注意点として、バックアップコードは一度使用するとそのコードは使えなくなります。復旧後は必ず新しいコードを発行し、大切に保管してください。
認証アプリの再設定手順(QRコード再発行)
バックアップコードがなくても、認証アプリがまだ別の端末で動作している場合や、認証アプリを再インストールできる場合は、QRコードを再発行することで復旧できます。以下の手順に従ってください。
認証アプリがまだ使える場合
- 現在利用可能な認証アプリ(スマホなど)を使って、Dropboxにログインします。通常の認証コードを入力できる状態であれば、ログイン後すぐに設定を変更できます。
- セキュリティ設定(https://www.dropbox.com/account/security)に移動し、「二段階認証を編集」をクリックします。
- 「認証アプリを変更」または「新しい認証アプリを追加」を選択します。
- 画面に表示されるQRコードを、新しい端末の認証アプリでスキャンします。古い端末のデータは無効になります。

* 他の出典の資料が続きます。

PR #477, opened 2022-05-12
Phil/schema updates

psFried:
**Description:**

The main change here is the addition of the `advanced` JSON schema annotation. This is intended to mark schema locations that should be hidden or collapsed by default. The `advanced` annotation is then applied to both the network tunneling and the parser configuration schemas.

This also rolls up a few fixes to the network tunnel schema.

**Workflow steps:**

No user-facing usage here. For developers, if you add `"advanced": true` to your json schema, then the section will be collapsed by default in the UI.

**Notes for reviewers:** n/a

---
This change is [Reviewable](https://reviewable.io/reviews/estuary/flow/477)


saterus (approved):
This looks good to me. This should work nicely for cleaning up the UI. :+1:

PR #489, opened 2022-05-23
capture: discover `recommended_name` must be a valid collection name

### LINKED ISSUE #488: sanitize recommended capture names
A discover response that includes an invalid recommended name causes the control-plane agent to exit with an error.
Instead, it should produce an error of the discover operation.

Further, we should sanitize airbyte stream names to ensure they're valid collection suffixes.

jgraettinger:
Validate that is is, and error out on validation failure.

Also update the connector proxy to sanitize Airbyte streams to a valid
recommended name.

Fixes #488

---
This change is [Reviewable](https://reviewable.io/reviews/estuary/flow/489)


mdibaiee (approved):
LGTM!

jgraettinger:
Tested using a local control-plane and UI, and verified it works.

- 認証アプリに表示された6桁のコードを入力して完了です。
認証アプリを再インストールした場合(全端末で使えない)
認証アプリをアンインストールしてしまい、どの端末でもコードを生成できない場合は、バックアップコードがなければログインできません。その場合は、下記の管理者による復旧か、Dropboxサポートへの問い合わせが必要です。ただし、認証アプリの中にはクラウドバックアップに対応しているものもあります(例:Google Authenticatorのアカウント同期)。該当する場合は、バックアップから復元できる可能性があります。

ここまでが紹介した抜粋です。